═════ RECORDS FOR THE EXERCISE

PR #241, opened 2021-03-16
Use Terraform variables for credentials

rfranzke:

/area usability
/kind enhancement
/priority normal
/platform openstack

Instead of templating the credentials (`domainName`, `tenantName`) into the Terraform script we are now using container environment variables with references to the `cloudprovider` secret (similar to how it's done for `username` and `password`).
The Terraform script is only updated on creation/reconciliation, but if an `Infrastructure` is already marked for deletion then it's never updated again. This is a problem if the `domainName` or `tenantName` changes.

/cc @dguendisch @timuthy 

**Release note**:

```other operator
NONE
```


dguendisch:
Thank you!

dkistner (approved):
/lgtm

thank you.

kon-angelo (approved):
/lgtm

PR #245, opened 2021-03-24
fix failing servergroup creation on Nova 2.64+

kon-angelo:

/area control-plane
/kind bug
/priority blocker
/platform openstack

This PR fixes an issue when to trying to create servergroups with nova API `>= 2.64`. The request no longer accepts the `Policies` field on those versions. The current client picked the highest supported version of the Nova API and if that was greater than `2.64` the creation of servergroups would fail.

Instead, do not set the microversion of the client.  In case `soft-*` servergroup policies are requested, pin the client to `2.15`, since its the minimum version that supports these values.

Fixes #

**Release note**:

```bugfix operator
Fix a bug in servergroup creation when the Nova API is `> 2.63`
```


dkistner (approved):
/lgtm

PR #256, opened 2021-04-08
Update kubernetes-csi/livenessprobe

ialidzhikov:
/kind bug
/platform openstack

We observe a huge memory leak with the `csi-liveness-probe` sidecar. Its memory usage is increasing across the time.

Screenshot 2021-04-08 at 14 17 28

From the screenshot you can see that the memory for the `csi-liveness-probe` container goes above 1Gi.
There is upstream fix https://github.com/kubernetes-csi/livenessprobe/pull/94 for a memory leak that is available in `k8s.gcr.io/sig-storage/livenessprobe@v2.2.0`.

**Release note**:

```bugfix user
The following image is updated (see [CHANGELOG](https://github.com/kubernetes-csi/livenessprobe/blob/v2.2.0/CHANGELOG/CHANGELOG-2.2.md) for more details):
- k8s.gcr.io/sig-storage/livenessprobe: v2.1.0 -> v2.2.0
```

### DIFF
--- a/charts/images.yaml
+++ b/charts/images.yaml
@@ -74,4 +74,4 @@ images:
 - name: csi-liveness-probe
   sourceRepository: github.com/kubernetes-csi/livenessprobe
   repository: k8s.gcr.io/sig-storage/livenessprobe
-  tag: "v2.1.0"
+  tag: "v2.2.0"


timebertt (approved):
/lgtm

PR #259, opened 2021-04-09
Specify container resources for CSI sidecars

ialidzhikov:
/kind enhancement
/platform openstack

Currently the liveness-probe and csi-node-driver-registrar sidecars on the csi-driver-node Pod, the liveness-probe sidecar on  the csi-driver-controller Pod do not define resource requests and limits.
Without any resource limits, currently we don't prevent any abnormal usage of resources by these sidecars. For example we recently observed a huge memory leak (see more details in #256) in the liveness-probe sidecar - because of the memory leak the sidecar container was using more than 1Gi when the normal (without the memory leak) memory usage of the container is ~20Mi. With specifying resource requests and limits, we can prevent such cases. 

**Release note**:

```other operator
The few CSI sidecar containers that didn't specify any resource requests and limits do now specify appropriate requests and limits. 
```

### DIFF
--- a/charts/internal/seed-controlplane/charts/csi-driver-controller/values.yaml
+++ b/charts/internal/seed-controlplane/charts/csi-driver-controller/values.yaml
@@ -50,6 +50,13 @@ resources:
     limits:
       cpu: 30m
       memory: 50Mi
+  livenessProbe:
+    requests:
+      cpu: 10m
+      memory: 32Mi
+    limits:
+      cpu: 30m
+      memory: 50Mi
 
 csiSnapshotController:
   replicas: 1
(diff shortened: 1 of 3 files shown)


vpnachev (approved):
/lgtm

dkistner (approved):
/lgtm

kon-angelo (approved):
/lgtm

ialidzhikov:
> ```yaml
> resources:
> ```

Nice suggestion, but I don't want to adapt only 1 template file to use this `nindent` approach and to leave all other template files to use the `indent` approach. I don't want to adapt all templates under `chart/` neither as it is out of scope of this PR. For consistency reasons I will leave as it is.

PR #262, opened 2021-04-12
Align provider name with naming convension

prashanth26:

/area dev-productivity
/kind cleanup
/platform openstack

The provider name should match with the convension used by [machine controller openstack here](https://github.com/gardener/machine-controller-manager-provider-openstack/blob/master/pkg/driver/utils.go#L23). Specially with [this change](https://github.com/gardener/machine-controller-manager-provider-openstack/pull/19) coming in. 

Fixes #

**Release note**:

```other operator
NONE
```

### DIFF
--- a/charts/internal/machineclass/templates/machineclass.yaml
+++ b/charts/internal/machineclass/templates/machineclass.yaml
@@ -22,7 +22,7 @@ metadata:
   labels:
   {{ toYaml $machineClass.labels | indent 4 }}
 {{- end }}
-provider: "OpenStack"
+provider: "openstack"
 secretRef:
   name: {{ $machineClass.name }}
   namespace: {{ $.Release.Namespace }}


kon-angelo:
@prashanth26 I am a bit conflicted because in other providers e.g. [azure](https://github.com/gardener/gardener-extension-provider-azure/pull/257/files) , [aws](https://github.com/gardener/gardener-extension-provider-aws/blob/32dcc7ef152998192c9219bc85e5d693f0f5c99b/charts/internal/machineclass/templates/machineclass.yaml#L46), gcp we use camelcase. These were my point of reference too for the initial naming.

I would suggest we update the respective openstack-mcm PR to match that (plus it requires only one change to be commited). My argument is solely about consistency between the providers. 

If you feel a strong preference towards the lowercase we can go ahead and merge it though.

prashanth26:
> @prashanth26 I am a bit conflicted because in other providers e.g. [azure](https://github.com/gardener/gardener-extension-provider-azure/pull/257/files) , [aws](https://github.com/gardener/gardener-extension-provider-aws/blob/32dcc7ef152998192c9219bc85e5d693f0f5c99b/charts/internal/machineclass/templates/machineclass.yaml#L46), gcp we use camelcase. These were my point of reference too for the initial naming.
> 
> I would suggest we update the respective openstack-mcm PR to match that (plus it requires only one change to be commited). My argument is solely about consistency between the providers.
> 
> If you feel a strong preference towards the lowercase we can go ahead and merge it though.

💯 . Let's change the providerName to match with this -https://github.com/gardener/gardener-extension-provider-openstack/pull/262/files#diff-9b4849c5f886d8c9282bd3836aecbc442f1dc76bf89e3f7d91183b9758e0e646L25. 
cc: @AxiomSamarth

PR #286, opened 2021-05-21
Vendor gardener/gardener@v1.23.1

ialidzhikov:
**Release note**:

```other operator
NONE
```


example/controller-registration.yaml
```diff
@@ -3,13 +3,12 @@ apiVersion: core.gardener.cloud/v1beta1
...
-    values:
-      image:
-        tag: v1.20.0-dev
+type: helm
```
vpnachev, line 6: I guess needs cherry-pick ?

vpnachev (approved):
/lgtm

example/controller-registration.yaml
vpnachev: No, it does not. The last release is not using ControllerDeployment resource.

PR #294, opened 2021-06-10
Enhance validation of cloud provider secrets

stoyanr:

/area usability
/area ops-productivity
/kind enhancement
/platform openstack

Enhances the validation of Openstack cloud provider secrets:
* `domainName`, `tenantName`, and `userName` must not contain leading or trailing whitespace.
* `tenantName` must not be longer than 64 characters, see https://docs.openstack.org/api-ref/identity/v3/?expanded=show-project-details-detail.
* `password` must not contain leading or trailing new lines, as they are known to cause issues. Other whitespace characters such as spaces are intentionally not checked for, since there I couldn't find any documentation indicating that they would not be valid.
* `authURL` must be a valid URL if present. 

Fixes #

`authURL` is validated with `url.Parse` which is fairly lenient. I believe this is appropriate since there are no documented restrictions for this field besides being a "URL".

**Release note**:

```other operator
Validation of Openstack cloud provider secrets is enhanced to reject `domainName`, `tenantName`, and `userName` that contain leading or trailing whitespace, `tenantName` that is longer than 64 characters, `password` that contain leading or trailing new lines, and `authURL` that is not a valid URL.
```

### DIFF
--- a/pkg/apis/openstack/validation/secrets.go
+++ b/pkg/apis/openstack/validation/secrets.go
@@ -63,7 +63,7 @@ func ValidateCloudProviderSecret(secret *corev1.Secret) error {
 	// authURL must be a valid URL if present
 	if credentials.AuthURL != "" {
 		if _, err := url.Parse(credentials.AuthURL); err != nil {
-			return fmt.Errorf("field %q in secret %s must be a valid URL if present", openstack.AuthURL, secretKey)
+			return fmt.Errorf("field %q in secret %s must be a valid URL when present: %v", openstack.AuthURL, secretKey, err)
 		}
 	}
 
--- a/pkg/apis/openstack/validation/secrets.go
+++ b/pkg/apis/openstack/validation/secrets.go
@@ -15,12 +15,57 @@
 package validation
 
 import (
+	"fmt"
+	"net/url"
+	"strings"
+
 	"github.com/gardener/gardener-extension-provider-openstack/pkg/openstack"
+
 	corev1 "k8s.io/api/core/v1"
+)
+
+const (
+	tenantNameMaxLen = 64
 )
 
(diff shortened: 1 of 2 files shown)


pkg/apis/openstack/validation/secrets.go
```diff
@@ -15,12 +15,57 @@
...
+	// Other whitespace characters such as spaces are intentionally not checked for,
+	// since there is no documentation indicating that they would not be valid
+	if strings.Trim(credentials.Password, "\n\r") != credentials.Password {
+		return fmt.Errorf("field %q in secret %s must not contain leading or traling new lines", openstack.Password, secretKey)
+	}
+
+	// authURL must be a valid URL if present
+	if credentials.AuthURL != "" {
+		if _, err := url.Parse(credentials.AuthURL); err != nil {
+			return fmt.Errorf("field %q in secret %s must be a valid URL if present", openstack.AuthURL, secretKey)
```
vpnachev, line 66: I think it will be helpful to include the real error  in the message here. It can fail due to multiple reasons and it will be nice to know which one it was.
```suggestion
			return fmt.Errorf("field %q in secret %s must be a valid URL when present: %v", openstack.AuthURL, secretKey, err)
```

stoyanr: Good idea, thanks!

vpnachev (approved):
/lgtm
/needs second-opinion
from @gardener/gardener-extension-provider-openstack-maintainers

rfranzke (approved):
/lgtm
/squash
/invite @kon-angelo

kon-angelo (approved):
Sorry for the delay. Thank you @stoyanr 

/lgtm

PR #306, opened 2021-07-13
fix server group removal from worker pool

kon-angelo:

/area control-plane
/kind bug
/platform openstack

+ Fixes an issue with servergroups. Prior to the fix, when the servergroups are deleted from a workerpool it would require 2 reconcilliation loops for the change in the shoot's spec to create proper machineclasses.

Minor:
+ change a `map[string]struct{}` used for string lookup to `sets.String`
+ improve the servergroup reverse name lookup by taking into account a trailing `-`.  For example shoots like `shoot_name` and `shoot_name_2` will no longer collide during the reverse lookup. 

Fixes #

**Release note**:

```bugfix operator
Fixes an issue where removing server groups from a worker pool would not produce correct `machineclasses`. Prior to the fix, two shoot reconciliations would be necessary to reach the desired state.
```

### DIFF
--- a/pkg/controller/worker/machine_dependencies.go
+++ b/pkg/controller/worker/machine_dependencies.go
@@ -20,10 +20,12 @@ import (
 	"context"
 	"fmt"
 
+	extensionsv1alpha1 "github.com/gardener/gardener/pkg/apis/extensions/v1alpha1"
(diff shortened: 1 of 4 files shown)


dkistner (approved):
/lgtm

══════════

(WORK TO BE COMPLETED):
Please give an exact copy of the entries above, from the line with "PR #306, opened 2021-07-13" down to the line with "used for string", inclusive, and nothing else.

(RESPONSE AREA):
PR #306, opened 2021-07-13
fix server group removal from worker pool

kon-angelo:

/area control-plane
/kind bug
/platform openstack

+ Fixes an issue with servergroups. Prior to the fix, when the servergroups are deleted from a workerpool it would require 2 reconcilliation loops for the change in the shoot's spec to create proper machineclasses.

Minor:
+ change a `map[string]struct{}` used for string lookup to `sets.String`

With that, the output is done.